Electron micrographs of regenerating retina of snails in the presence of light revealed all components typical of a normal retina; lens, microvilli, supportive cells associated with pigment granules. The narrow, long regenerating microvilli extended from the dome-shaped distal end of the receptor cells to the undersurface of the lens. Numerous spheroid pigment granules regenerated on the distal halves of the supportive cells and making an inner pigmented zone of the retina. The orientation of these regenerating microvilli and pigment granules was similar to the result of studies of Eakin and Ferlatte (1973) on normal eye regeneration in Garden Snail.

However, comparision of the orientation of the regenerating cells in the retina of snails maintained in the absence of light differed from those exposed to light. Thus, the microvilli and pigment granules from animals kept in the absence of light regenerated toward the collagenous capsule layer of the eye instead of being orientated towards the lens as those in the presence of light (Fig.10). This difference implied that light acted as a directional cue on the orientation of regenerating cells in the retina of Garden Snail.
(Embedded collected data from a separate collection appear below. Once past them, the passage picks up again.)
PR #464, opened 2025-11-11
FT.SEARCH partition and consistency controls

boda26:
Added FT.SEARCH partition and consistency control flags, including ALLSHARDS/SOMESHARDS and CONSISTENT/INCONSISTENT

### DIFF
--- a/integration/test_partition_consistency_controls.py
+++ b/integration/test_partition_consistency_controls.py
@@ -134,8 +134,11 @@ class TestPartitionConsistencyControls(ValkeySearchClusterTestCaseDebugMode):
         # do not force invalid slot fingerprint
         self.control_set("ForceInvalidSlotFingerprint", "no")
 
-        # force invalid index fingerprint
-        self.control_set("ForceInvalidIndexFingerprint", "yes")
+        # force invalid index fingerprint on one node only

Eakin and Ferlatte (1973) concluded that the gastropod eyes regenerated in responding to a stimulus provided by the cut end fo the optic nerve. Although this nerve was degenerating, its presence was essential to the formation of the new eye. It appeared that the axon of the regenerating eye grew down the path way of the optic nerve to make contact with the cerebral ganglion. They concluded that a regenerating eye would not become functional until the new nerve had become joined to the brain. In the current study, it was not known that whether the regenerating eye of Garden Snail in 25 days period became functional because the limited scope of this project did not permit an assessment of the role of nerve cells in the regenerating process.

Moreover, it was not possible to assess the effects of light on the quantity of microvilli and pigment granules between two group of snails due to problems of incomplete infiltration; there were holes in tissues.

In conclusion, this study revealed that light appeared to be a strong directional cue in determining the orientation and reorganization of regenerating cells of the retina of the Garden Snail. The differentiation of retinal cells tended to develop a normal regenerating eye in the presence of light and abnormal in the absence of light. With further studies of Garden Snail, more differences may be find between the ultrastructure of regenerating eye of snails in the presence of light and the absence of light. At this point, I hope that further studies with wider range of time sample would need to be done to study the effects of darkness on the differentiation and orientation of the retinal cells of Garden Snail, to accesses more usefulness information about this species.

Calson, B.M. (1981) The regeneration of transplantation of entire skeletal muscles in mamals. In: machanism of Growth Control. R.O. Bedker, ed. C.C. Thomas, Springfield, Illinois, pp.27-53.

Eakin, R.M., and J.L. Brandenburger (1967) Differentiation in the eye of a pulmonate snail Helix aspersa. J. Ultrastruct. Res., 18:391-421.

Eakin, R.M., and J.L. Brandenburger (1975) Understanding a snail's pace. Am. Zool. 15:851-863.

Eakin, R.M., and Ferlatte (1973) Studies on eye regeneration in snail, Helix aspersa . J. Exp. Zool., 184:81-96.

Gos, R. J. (1969) Principles of regeneration. Academic Press, New York.

Ross, S.M. (1964) Regeneration. In: Physiology of the Amphibia. J.A. Moore, ed. Academic Press, New York, pp. 545-622.